LOADINGERROR LOADING Texas’s measles outbreak has grown to more than 700 cases since January, requiring the hospitalization of 92 people and leading to the deaths of two unvaccinated children.
According to Truveta, a health care data and analytics company, 20% of Texas children younger than 2 years old who got a measles vaccine received their measles vaccine early to help prevent the disease.
Advertisement The Centers for Disease Control and Prevention usually recommends children get their measles vaccines starting at 1 year old, but amid the measles outbreak, the CDC said in March that children can get their measles vaccines starting at 6 months old.
Texas has seen its worst measles outbreak in nearly 30 years.
But Texas’ measles outbreak has largely affected the unvaccinated, like the Mennonites, an Anabaptist Christian group whose members are typically underimmunized.
Since January, the measles outbreak in Texas has risen to over 700 cases, necessitating 92 hospitalizations and the deaths of two unvaccinated children.
However, new data shows that more parents are taking important precautions to keep their youngest children safe.
Twenty percent of Texas children under the age of two who received a measles vaccination did so early in order to help prevent the illness, according to Truveta, a health care data and analytics company.
In March, the CDC announced that children can receive measles vaccinations as early as six months of age, despite the Centers for Disease Control and Prevention’s standard recommendation that children receive measles vaccinations beginning at age one.
Truveta discovered that in March and April 2025, a significantly higher proportion of children received vaccinations beginning at 6 months of age than in 2019, when the U. A. had a measles outbreak, resulting in 1,261 cases overall.
This data is good news, according to Nina Masters, senior applied research scientist at Truveta, who spoke to HuffPost.

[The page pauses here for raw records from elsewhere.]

PR #691, opened 2020-03-30
docker image with databae

robkooper:
creates docker image pecan/betydb that contains full dump of database and script to quickly restore.

This requires pull request #690


initdb/README.md
```diff
@@ -0,0 +1,27 @@
+# Dump DB to Docker
+
+Running the `build.sh` command will create a docker image, `pecan/betydb`, which contains
```
Chris-Schnaufer: I find the default name shown here confusing in regards to the real database. Perhaps 'pecan/betydb_backup' could be clearer?

robkooper: it can be a backup, but is not necessarily, I see it used for distributing a database to initialize as well.

@dlebauer do you have any ideas of what we can call it? Maybe `pecan/bety_database`

dlebauer: @robkooper I can see why pecan/betydb is not specific and how its not really a backup. Maybe betydb_public? This gets back to the fact that 'betydb' is confusing because it has many meanings (betydb.org, a software stack, a schema, multiple networks of databases ...).

infotroph: `pecan/minimal_db`?

robkooper: maybe pecan/db?

dlebauer: sounds good!

PR #693, opened 2020-04-09
Switch from travis to GitHub Actions

robkooper:
Uses github actions to build BETY


robkooper:
before merging squash all commits.

PR #694, opened 2020-04-09
Use github actions instead of travis

robkooper:
This moves the building from travis to github actions. Builds will be done on pull request and push to master/develop branches as well as something is tagged

When a tag is made, it will push the images to github package registry.


robkooper:
lets make sure we use merge squash.

robkooper:
Not sure about travis, I removed it as a must pass check and think most people would just ignore it. From all the testing I had to do to get it to build I can say that it will fail if there is something wrong :)

robkooper:
As for the release, the real test is to see if it builds when merged into develop.

PR #695, opened 2020-04-09
dumping DB + bug fix

### LINKED ISSUE #696: SECRET_KEY_BASE not used
The variable SECRET_KEY_BASE is actually not used. Setting this variable will not change the encryption key. This is actually set in config/default.yml

robkooper:
this will use github actions to make the nightly db dump
added changes to fix #696 
added handy script to add new users
updated load.bety.sh to allow to fix/set local bety ID.


robkooper:
I will squash this again to minimize the number of commits.

robkooper:
want to add to restore script ability to set starting DB ID as well guest and carya user

robkooper:
@gsrohde if you have some time to look at the issue with SECRET_KEY_BASE and see if I made any errors in ruby (did some testing and it looks ok).

.github/workflows/release.yml
```diff
@@ -24,7 +24,9 @@ jobs:
       - name: Login into registry
         run: |
           echo "${{ secrets.GITHUB_TOKEN }}" | docker login docker.pkg.github.com -u ${{ github.actor }} --password-stdin
-          echo "${{ secrets.DOCKERHUB }}" | docker login -u kooper --password-stdin
+          if [ -n "${{ secrets.DOCKERHUB_USERNAME }}" -a -n "${{ secrets.DOCKERHUB_PASSWORD }}"]; then
```
infotroph, line 27:
```suggestion
          if [ -n "${{ secrets.DOCKERHUB_USERNAME }}" -a -n "${{ secrets.DOCKERHUB_PASSWORD }}" ]; then
```

.github/workflows/release.yml
```diff
@@ -62,6 +64,8 @@ jobs:
           for T in $TAGS; do
             docker tag image $IMAGE_ID:$T
             docker push $IMAGE_ID:$T
-            docker tag image pecan/bety:$T
-            docker push pecan/bety:$T
+            if [ -n "${{ secrets.DOCKERHUB_USERNAME }}" -a -n "${{ secrets.DOCKERHUB_PASSWORD }}"]; then
```
infotroph, line 67:
```suggestion
            if [ -n "${{ secrets.DOCKERHUB_USERNAME }}" -a -n "${{ secrets.DOCKERHUB_PASSWORD }}" ]; then
```

CHANGELOG.md
```diff
@@ -20,6 +20,7 @@ In this case you can simply pull down the version you want, and run `docker-comp
 ## [Unreleased]
 
 ### Fixes
+- #696 : actually now uses environment variable SECRET_KEY_BASE. If this was set, unset otherwise you can not login to BETY.
```
infotroph, line 23:
```suggestion
#696 : breaking change: Now actually uses environment variable SECRET_KEY_BASE, which was silently ignored before. If this was set on your system, unset it or you will not be able to log in to BETY.
```

Maybe too long now? But I think the current wording would make it easy for me to miss that this requires user action if I were reading the changelog without having seen the PR description.

robkooper: My goal is to put this in **BOLD** in the release notes.

PR #702, opened 2020-04-28
remove static content

robkooper:
I don't think has been used in ages.


gsrohde:
I wouldn't swear to it, but I think you are correct that most of this stuff isn't used anymore.  But, last I knew, we still use 404.html when users try to go to a non-existent page.

robkooper:
yup, that is why the build failed.

PR #740, opened 2022-11-14
Splitting input files in load.bety.sh

Chris-Schnaufer:
Large files on underpowered machines can cause the to appear to database to hang through locking conflicts. One cause is that loading large files in one go uses significant resources, slowing the loading process down. Breaking large source files apart and loading them in a loop resolves this issue

### DIFF
--- a/script/load.bety.sh
+++ b/script/load.bety.sh
@@ -405,8 +405,18 @@ trap '
 # 3) load new data
 # 4) set last inserted item in my range
 # 5) enable constraints on this table
+PREV_SPLIT=""
 for T in ${EMPTY_TABLES} ${CLEAN_TABLES} ${CHECK_TABLES} ${MANY_TABLES}; do
-  # start
+  # Start
+  if [ "${PREV_SPLIT}" != "" ]; then
+    if [ "${QUIET}" != "YES" ]; then
+      echo "Cleaning up previous split: ${PREV_SPLIT}"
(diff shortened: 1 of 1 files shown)


dlebauer (approved):

dlebauer:
@kooper please review

script/load.bety.sh
```diff
@@ -404,7 +428,27 @@ for T in ${EMPTY_TABLES} ${CLEAN_TABLES} ${CHECK_TABLES} ${MANY_TABLES}; do
     echo "SELECT COUNT(*) FROM ${T};" >&3 && read START <&4
     if [[ "${EMPTY}" == "NO" || ${EMPTY_TABLES} == *"$T"* ]]; then
       if [ -f "${DUMPDIR}/${T}.csv" ]; then
-        echo "\COPY ${T} FROM '${DUMPDIR}/${T}.csv' WITH (DELIMITER '	',  NULL '\\N', ESCAPE '\\', FORMAT CSV, ENCODING 'UTF-8')" >&3
+	T_SIZE=`cat ${DUMPDIR}/${T}.csv | wc -l`
+	if [ "${T_SIZE}" -gt "${SPLIT_FILE_MAX}" ]; then
```
robkooper, line 432: can we have SPLIT_FILE_MAX==0 means use the old algorithm, and for that to be the default value?

PR #751, opened 2023-03-28
[WIP] Add ruby 2.7 to build

dlebauer:
2.5 and 2.6 have hit EOL. 
2.7 build is successful. This can be merged 

But, should we remove 2.5 and 2.6 from the build since they have reached EOL? 

And update the docker image to use 2.7?

### DIFF
--- a/.github/workflows/ci.yml
+++ b/.github/workflows/ci.yml
@@ -20,7 +20,7 @@ jobs:
         ruby: 
           - 2.5
           - 2.6
-          # - 2.7 is not supported, results in error
+          - 2.7 is not supported, results in error
     services:
       postgres:
         image: mdillon/postgis:9.5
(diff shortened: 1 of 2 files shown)


robkooper:
can you update it to use checkout@v3 as well to get rid of the nodejs warnings.?

dlebauer:
@robkooper sure 
- and is there any need to keep deprecated ruby versions 2.5 and 2.6?
- I'll go ahead and test with non-deprecated postgis in a separate branch

robkooper:
I think we can get rid of the other version of ruby, we do need to make sure that the dockerfile uses ruby 2.7

dlebauer:
Closing this PR: Ruby 2.7 updates have been added to https://github.com/PecanProject/bety/pull/753

PR #758, opened 2024-07-13
switch to ruby 3.1

robkooper:
replaces #738


dlebauer (approved):

robkooper:
Looking more, this will be a significant lift:

[Rails 6.0.2](https://github.com/rails/rails/releases/tag/v6.0.3) is the earliest Rails version which is compatible with Ruby 3.0.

Parents are attempting to protect their children at a young age, she said.
The measles outbreak in Texas is the worst in almost three decades. According to the CDC, the best defense against measles, a viral respiratory disease that is among the most contagious, is vaccination.

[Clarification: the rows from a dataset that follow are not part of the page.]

PR #1153, opened 2023-02-22
Oy2 22943

bflynn-collabralink:
Story: https://qmacbis.atlassian.net/browse/OY2-22943

### Details

Create new cloudwatch alarm when no seatool event has been received after a given period of time.

### Changes

- Create new SNS topic
- Create new cloudwatch metric filter
- Create new cloudwatch alarm

### Implementation Notes

- The alarm will notify the SNS topic but there wont be any subscribers, we will want to subscribe the slack channel email to the VAL and Prod topics (and anywhere else desired)

### DIFF
--- a/services/seatool-sink/serverless.yml
+++ b/services/seatool-sink/serverless.yml
@@ -393,6 +393,7 @@ resources:
         MetricName: ConnectorEventReceivedCount
         AlarmActions:
           - Ref ConnectorMonitorTopic
+        ComparisonOperator: LessThanThreshold
         Statistic: Sum
         Period: 86400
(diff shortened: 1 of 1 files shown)


kristin-at-theta (approved):
I can't really figure out a way to test this other than to change what the alarm triggers on and see if stuff goes through... which I haven't the faintest idea how to do, so would have to research that... so... I did go into the console and I can see the Alarm, the SNS topic, the connections, and it looks like things are set up fine... so

Approved!

kristin-at-theta:
Ah - I do clearly see your tests in the onemac-core-team :)

PR #1155, opened 2023-02-24
OY2 22967: Update resetData lambda and one-seed

kristin-at-theta:
Story: https://qmacbis.atlassian.net/browse/OY2-22967

### Details

### Changes

### Implementation Notes

### Test Plan

1. Test step 1
2. Test step 2


services/admin/handlers/resetData.js
```diff
@@ -90,6 +143,37 @@ export const main = async (event) => {
...
+          ":inPk": id,
+        },
+        ProjectionExpression: "pk,sk",
+      };
+      try {
+        const results = await dynamoDb.query(qParams).promise();
+        console.log("Found these results in One Table: ", results);
+        for (const item of results.Items) {
+          const [, eventTimestamp] = item.sk.split("#");
+          if (eventTimestamp > 1676384054014)
```
bflynn-collabralink, line 162: I feel like i remember you saying something about using Feb14th as a cutoff date but I dont remember the reason! Assume it has to do with only wanting to delete test data created by automation that has that later timestamp but to keep some base records?

bflynn-collabralink (approved):
Looks good to me!

My only thought would be if we could cut out all the rebuilding of the application and call the lambdas direct via CLI since we have the deploy step finished by the time this executes. Same result just might reduce time and setup for this step. Food for thought for the future.

Approved!

PR #1156, opened 2023-02-27
Oy2 21488 - add readme pointing to confluence

bflynn-collabralink:
Story: https://qmacbis.atlassian.net/browse/OY2-21488

### Details

Added README.md to seatool-sink service
Updated REAME.md in onemac-stream service

### Test Plan
NONE. No code changes.


kristin-at-theta (approved):
Not a huge deal, but I was planning/expecting the seatool-sink to ONLY be SEA Tool Kafka topics and if/when we ingest from other topics, that would be a different sink.  Until we have a second sink, it's kinda irrelevant, but did want to mention it :) 

Approved!

PR #1159, opened 2023-03-02
Depend: uploads and admin breaking updates

kristin-at-theta:
Story: Dependabot

### Details
Updating packages and fixing breaks so we can get the dependabot calmed down.

### Changes
- Updated package.json in admin service to new serverless-offline version
- Updated package.json and serverless.yml in uploads service - removed local plugins because we don't use them?

### Test Plan
1. Branch should deploy
2. Application should run locally with no new trouble/issues
3. Application should run in AWS environment with no new issues


Dark-Knight-000 (approved):
Looks reasonable.

PR #1164, opened 2023-03-14
Save table filter and column visibility states

kevinhaube:
Story: https://qmacbis.atlassian.net/browse/OY2-23135

### Details

This PR updates the app so that it saves filter state and hidden column state when a user changes filter and column show/hide values on both the SPA and WAIVER tables independently. On reload of the page, the saved states are set as the default, so filtration and configuration can be saved in a browser instance for a user.

### Changes

- localStorage (read/write): `onemac-SPA-tableFiltersSavedState`, `onemac-SPA-columnHiddenSavedState`, `onemac-WAIVER-tableFiltersSavedState`, `onemac-WAIVER-columnHiddenSavedState`
- update `react-table.useTable` default table settings to include `hiddenColumns` and `filters` populated by the saved state or empty arrays if no state is saved
- removes `TEMP_onReset` as it was no longer used after implementing this feature

### Implementation Notes

Filters and hidden columns are all handled via `react-table` state inside the application, so none of our storage methods actually touch our filtering; every instance of the app may apply its own unique filters and column configs. All we are doing is extracting the most recently updated states and saving a copy to reload from when the browser comes back to the URL or refreshes the page for any reason.

Hidden Columns are stored as an array of strings, first in the tab's Session, then the same value overwrites the Local store. This is to prevent edits directly being made to a single source of truth from multiple tabs.

Filters are an array of objects, and because they're quite a bit easier to handle thanks to `react-table` managing that array for us, all filter changes do is overwrite the last object in the Local store, no Session needed.

#### More on the sessionStorage to localStorage thing

To ensure multiple tabs would not create a mutated source of truth in `localStorage`, we write any edited data, such as the array containing hidden column values, to `sessionStorage` in the particular tab, then use that edited value to overwrite whatever is in `localStorage`. The resulting UX is as such:

- Change filters in Tab A, switch to Tab B
- Refresh Tab B and see filters from Tab A applied
- Apply filters in Tab B, switch to Tab C
- Refresh Tab C and see filters from Tab B
- Change filters in Tab A, switch to Tab C
- Refresh Tab C and see filters from Tab A

In short, the most recent tab's saved filters and column show/hide states are the global source of truth for a reload in any tab.

### Test Plan

1. Use the UI to set up filters and column configs for the SPA table on your Dashboard
2. Change tabs to Waivers, and back to SPAs -- you should have persisted UI state including filtration and column setup
3. Refresh to ensure they load properly from storage
4. Change tabs to Waivers and repeat Step 1
5. Change tabs to SPAs, and back to Waivers -- you should have persisted UI state again
6. Repeat Step 3
7. Logout and back in
8. Navigate to dashboard and observe a reset of your filters and column setup


bflynn-collabralink (changes requested):
Nice work!

I do like that the updates persist across windows and even if you close and reopen your browser but remained loggged in....... as mentioned its ambiguous if that is the correct behavior or if the changes should be confined to the browser window the change was made in.

Another interesting thing I found is that if you make changes then they persist across both SPA and Waiver tables, again not clear in the AC if that should be the case or not but I would suspect you would at least want to have different configurations on different views within the application.  In the past we did have different columns in the two different data sets and even now there are different values that could be filtered between the two data sets. Though I do understand the complexity given the base table is the same actual table being populated with different data sets.

Finally, a definite bug is that  if you make selections on SPA tab then navigate directly to Waiver tab the selections are lost. Also navigating back to SPA tab they are still lost. So something with navigating tabs (staying on same url path) isnt saving the selection.

bflynn-collabralink (approved):
Both issues I noted have been cleared up.

Approved!

PR #1176, opened 2023-03-20
Oy2 22177 - excel export

bflynn-collabralink:
Story: https://qmacbis.atlassian.net/browse/OY2-22177

### Details

Export only columns currently visible on screen.

### Changes

- Added useEffect in portal table to watch change in row data and send to new parameter function for outside consumption
- Updated package list 
-- store as state var  an array of current rows which is set by a parameter function into PortalTable
-- call new export function
- created new export function which is specific to portal table (react-table) and exports based off react-table `row` data structures

### Implementation Notes

- When creating the new export function I had to do something I didnt entirely like and this create another set of transform functions for data that is not held in the row the way we would like it to be. I tried using the method defined on the columns object of the table but this results in a JSX object being returned for rendering in a page and while this would have worked for our lone use case here (date formatting) it wouldnt necessarily work as a blanket operation. Therefore I created an map of id=>function to pass into export for it to transform any cell having that header id. Also the transformed value is wrapped in quotes to prevent commas in the data acting like seperate values in the resulting CSV file

### Test Plan

1. Login as state system admin
2. Navigate to package view (default view)
3. Export to Excel and verify all data is included
4. Hide some columns and filter some data to limit the displayed data set
5. Export to Excel and verify only data displayed is in the excel. Anything column hidden or row filtered out of view will not be in the report.

### DIFF
--- a/services/ui-src/src/components/PortalTable.tsx
+++ b/services/ui-src/src/components/PortalTable.tsx
@@ -1,4 +1,4 @@
-import React, { ReactNode } from "react";
+import React, { ReactNode, useEffect } from "react";
 import {
   HeaderGroup,
   TableInstance,
@@ -34,6 +34,7 @@ export type TableProps<V extends {}> = {
   searchBarTitle?: ReactNode;
   withSearchBar?: boolean;
   TEMP_onReset?: () => void;
+  onVisibleDataChange: (rows: Row<V>[]) => void;
 } & Pick<SearchFilterProps<V>, "pageContentRef"> &
   TableOptions<V>;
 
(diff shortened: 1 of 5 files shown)


kristin-at-theta (approved):
So... state system admin did not have an Export button, so I switched to the CMS system admin to test :) 

Code looks great, I like how the solution leverages the work the PortalTable has already done to create the data, even though you have to jump through some hoops to get it exposed at the right level for the button.

In testing, I tried downloading, show-hide columns, show-hide with filter, filter, and reset - and the data between the dashboard and the export matched each time.  I also verified that each tab maintains it's own state, so you get the data from the tab on which you clicked the button.

Nice work!  Approved!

Robert F. Kennedy, Jr. has long been at the forefront of disseminating conspiracy theories regarding vaccines as the secretary of health and human services. Although he still promotes alternative treatments and characterizes vaccination as a personal decision, Kennedy acknowledged at the funeral of an unvaccinated 8-year-old Texas girl who died of measles last month that the MMR vaccine is the most effective method of preventing the illness.

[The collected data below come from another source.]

PR #1195, opened 2023-03-31
Locks design system to 2.7.1 version

kevinhaube:
### Details

Fixes the design issues introduced after updating our design system package.

| Version | Active | Focused |
| ------- | ------- | -------- |
| Broken | Screen Shot 2023-03-31 at 8 40 32 AM | Screen Shot 2023-03-31 at 8 40 38 AM |
| Fixed | Screen Shot 2023-03-31 at 8 40 44 AM | Screen Shot 2023-03-31 at 8 40 48 AM

### Test Plan

Before testing, ensure you run `npm install --legacy-peer-deps` to update your package-lock.json

### DIFF
--- a/services/ui-src/package-lock.json
+++ b/services/ui-src/package-lock.json
@@ -9,7 +9,7 @@
       "version": "1.0.0",
       "dependencies": {
         "@babel/polyfill": "^7.12.1",
-        "@cmsgov/design-system": "^2.7.0",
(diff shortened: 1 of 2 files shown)


kristin-at-theta (approved):
Nice find with the package craziness!  Also like how yoe are looking ahead to matching the next CMS Design System :) 

I can see the bug on Prod and it is not in the endpoint!
Approved :)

Although Katherine Wells, the director of public health for the city’s health department in Lubbock, Texas, did not reply to HuffPost’s inquiry, she did tell NBC News in February that the department has been vaccinating children from families who previously did not believe in vaccines.
Wells told NBC News, “People are getting more and more anxious.”. Several children who had never received a vaccination before have received one from us; some of these children came from households that didn’t support vaccinations. “”.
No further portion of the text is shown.